Capítulo 175: Ruptura (11)
— Acho que temos coisas para acertar depois.
— H-hã?
— Espere lá fora — Jaehwan falou friamente, e Surha recuou em direção à porta. Por quê? Por que ela estava com medo dele? Surha gritou em objeção: — Espere! O que você está…!
— Fique quieta, senhorita! É importante agora!
Era Runald. Surha ficou chocada com o poderoso poder mundial dentro do garoto. Quem era esse garoto? Então ela ouviu uma voz familiar atrás de si.
— Ugh, ele começou de novo.
— Jaehwan! Eu disse para ir mais devagar!
— …Ele não mudou nada.
Três pessoas caminhavam por cima dos Subgerentes de Eepoque que haviam caído atrás da porta. Surha franziu a testa.1
— Professor?
— Surha, eu não sabia que você estava aqui — Chunghuh sorriu. Ele era seguido por Karlton e Sirwen. Eram os piratas chamados de ‘Portadores da Queda’ e as pessoas com quem Surha passou os últimos 2 anos. Ela então avistou a nave do lado de fora da janela.
‘Pelos Deuses… eles trouxeram aquela coisa gigante até aqui?’
Surha ficou furiosa.
— Por que todos vocês estão aqui?! Eu não disse que posso convencer o Anônimo?
— Não depende de nós. Nós apenas o seguimos.
— Então vocês deveriam tê-lo impedido! Ele não pode vir aqui e simplesmente destruir tudo como…
Mas Surha não pôde continuar, pois Jaehwan começou a falar enquanto caminhava em direção a Anônimo.
— Você é o Pierre?
Anônimo ficou chocado.
— …Quem é você?
— Pierre, o Deus da Travessura. Certo? Eu conheço o seu rosto.
Surha ficou estupefata. Ela olhou entre Anônimo e Jaehwan e pensou, ‘Pierre?’ Do que ele estava falando? Não tinha como…
Anônimo então perguntou: — …Como você sabe meu nome verdadeiro?
Surha gritou em choque: — PIERRE?! Anônimo, você era aquele Pierre?!
— O quê? Quem é Pierre?
— Mestre, você não sabe? O Deus da Travessura? Aquele que escreveu o…

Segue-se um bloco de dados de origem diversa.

Issue #166, opened 2022-10-28
Grid.nMesh2_node and Grid.nMesh2_face returns range, not total count


philipc2:
Calling `Grid.nMesh2_node` and `Grid.nMesh2_face` returns a Numpy array with range `[0 to nMesh2_node)` and `[0 to nMesh2_face)` respectively. 

Current Behavior:
```Python
>>> n_nodes = ugrid.nMesh2_node.values
array([   0,    1,    2, ..., 5997, 5998, 5999], dtype=int64)
```

Expected Behavior:
```Python
>>> n_nodes = ugrid.nMesh2_node.values
6000
```

Edit:
Also applies to `ugrid.nMaxMesh2_face_nodes`

erogluorhan:
This is a great catch! I had also though about this while working PRs #160 and #161 but didn't attempt further actions. The expected behavior you mention would save memory usage.

philipc2:
> This is a great catch! I had also though about this while working PRs #160 and #161 but didn't attempt further actions. The expected behavior you mention would save memory usage.

I'll work on getting a hotfix in by the end of today!

rajeeja:
> > This is a great catch! I had also though about this while working PRs #160 and #161 but didn't attempt further actions. The expected behavior you mention would save memory usage.
> 
> I'll work on getting a hotfix in by the end of today!

Well done. thanks!

PR #168, opened 2022-10-28
Fix dimension attributes returning a range instead of counts

philipc2:
Fix to issue #166


erogluorhan (approved):
Thanks very much for doing this!

rajeeja (approved):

Enquanto Surha e Chunghuh começavam a gritar freneticamente, Anônimo perguntou a Jaehwan novamente.
— Eu perguntei como você sabe meu nome.
— Seu ‘amigo’ me contou.
Jaehwan bateu na própria cabeça enquanto falava.
— Mulack Armelt.
Anônimo ficou chocado mais uma vez. Fazia tanto tempo que ele não ficava tão chocado assim, depois de ter obtido a [Premonição]. Cada evento futuro lhe era mostrado e ele só precisava escolher o melhor ou, às vezes, o menos pior.
No entanto, nenhum dos futuros que ele leu mostrava este homem aparecendo diante dele.
E Mulack? Quanto tempo fazia desde que ouviu esse nome? Anônimo, não, Pierre, murmurou em reminiscência.
— …Você conhece Mulack?
— Nunca o encontrei, mas é quem eu conheço melhor neste mundo.
Pierre estreitou os olhos enquanto encarava Jaehwan. Ele era o Deus mais poderoso em termos de [Configurações] do tipo Lei, mas não conseguia ler este homem. Nada surgia em sua [Premonição] e nada passava por seu [Olho da Verdade].
‘Ele está fora do Sistema? Mas isso é impossível…’
Pierre perguntou: — Então, você que conhece Mulack. Por que está aqui?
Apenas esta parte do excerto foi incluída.